■ **Work to complete**: Work through the material below and tally the lines holding "already"; only the tally should be returned.

■ **Dataset**:
========

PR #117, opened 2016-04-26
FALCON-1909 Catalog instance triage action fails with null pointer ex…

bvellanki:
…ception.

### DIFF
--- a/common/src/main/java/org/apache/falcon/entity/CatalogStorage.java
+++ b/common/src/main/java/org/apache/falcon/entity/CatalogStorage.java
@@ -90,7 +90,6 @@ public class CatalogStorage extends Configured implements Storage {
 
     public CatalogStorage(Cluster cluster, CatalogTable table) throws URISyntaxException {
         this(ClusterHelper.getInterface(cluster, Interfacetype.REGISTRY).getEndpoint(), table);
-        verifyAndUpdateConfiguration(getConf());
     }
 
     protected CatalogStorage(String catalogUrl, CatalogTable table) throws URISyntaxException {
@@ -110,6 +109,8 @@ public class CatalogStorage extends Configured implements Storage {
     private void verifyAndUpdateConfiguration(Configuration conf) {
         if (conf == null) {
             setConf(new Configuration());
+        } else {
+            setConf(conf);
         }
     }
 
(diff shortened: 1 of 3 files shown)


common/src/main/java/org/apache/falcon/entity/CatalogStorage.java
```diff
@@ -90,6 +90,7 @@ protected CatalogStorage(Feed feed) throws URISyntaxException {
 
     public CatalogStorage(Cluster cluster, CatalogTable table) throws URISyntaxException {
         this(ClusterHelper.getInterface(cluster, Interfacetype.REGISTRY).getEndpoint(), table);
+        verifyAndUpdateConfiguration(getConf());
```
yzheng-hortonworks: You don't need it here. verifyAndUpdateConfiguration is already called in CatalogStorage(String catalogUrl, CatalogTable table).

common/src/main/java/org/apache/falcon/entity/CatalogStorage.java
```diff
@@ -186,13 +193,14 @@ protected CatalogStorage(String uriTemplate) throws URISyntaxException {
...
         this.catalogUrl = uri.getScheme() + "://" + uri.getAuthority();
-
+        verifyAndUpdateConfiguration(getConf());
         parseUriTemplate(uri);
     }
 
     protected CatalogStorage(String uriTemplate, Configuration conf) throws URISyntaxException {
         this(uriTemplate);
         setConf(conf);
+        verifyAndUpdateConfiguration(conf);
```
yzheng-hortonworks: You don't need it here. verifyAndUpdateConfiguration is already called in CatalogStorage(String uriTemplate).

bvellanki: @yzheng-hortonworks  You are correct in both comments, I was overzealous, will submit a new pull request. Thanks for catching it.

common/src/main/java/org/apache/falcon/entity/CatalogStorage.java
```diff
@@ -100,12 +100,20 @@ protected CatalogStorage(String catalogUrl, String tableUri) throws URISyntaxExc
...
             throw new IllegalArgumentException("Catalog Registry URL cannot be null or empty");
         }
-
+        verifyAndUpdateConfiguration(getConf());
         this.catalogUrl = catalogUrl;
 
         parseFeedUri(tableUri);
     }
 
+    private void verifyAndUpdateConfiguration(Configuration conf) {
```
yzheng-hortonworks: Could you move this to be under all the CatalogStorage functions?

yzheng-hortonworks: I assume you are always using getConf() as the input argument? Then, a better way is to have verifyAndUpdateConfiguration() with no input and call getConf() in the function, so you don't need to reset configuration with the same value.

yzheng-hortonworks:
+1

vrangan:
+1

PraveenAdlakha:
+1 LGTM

========

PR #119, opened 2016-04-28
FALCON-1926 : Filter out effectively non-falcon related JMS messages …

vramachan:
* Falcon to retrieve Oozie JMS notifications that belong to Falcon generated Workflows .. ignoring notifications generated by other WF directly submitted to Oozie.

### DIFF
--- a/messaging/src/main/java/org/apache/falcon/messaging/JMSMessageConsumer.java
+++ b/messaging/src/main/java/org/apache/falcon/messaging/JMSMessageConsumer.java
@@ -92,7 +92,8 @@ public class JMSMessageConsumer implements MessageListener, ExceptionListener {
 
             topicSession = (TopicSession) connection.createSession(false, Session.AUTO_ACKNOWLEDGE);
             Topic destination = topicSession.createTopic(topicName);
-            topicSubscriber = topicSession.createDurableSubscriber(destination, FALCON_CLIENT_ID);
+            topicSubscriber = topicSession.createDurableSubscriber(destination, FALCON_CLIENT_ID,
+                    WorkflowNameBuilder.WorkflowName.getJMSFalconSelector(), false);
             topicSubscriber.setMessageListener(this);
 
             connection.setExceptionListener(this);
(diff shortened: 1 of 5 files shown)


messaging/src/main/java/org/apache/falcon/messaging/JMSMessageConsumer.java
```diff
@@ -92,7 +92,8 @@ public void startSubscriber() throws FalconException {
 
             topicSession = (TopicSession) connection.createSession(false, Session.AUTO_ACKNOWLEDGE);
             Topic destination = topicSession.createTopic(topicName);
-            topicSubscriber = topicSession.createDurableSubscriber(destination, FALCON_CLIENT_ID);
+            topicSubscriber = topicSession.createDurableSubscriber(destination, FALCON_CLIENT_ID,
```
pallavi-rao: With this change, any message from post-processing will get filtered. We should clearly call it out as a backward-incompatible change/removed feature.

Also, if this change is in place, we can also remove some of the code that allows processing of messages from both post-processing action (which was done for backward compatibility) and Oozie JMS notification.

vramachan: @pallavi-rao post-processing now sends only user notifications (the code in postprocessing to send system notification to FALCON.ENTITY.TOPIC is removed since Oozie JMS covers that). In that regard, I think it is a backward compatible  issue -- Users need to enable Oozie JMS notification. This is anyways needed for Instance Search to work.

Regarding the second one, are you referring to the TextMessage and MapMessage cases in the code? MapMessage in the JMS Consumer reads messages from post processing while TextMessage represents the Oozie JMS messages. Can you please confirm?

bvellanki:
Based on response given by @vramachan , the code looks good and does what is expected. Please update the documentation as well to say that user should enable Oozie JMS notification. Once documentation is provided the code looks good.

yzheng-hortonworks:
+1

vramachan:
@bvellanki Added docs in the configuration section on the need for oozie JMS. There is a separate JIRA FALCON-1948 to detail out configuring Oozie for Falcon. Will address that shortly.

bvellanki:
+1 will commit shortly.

========

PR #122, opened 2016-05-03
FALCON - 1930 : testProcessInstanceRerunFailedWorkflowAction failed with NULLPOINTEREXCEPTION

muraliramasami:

========

■ **Final answer**: 2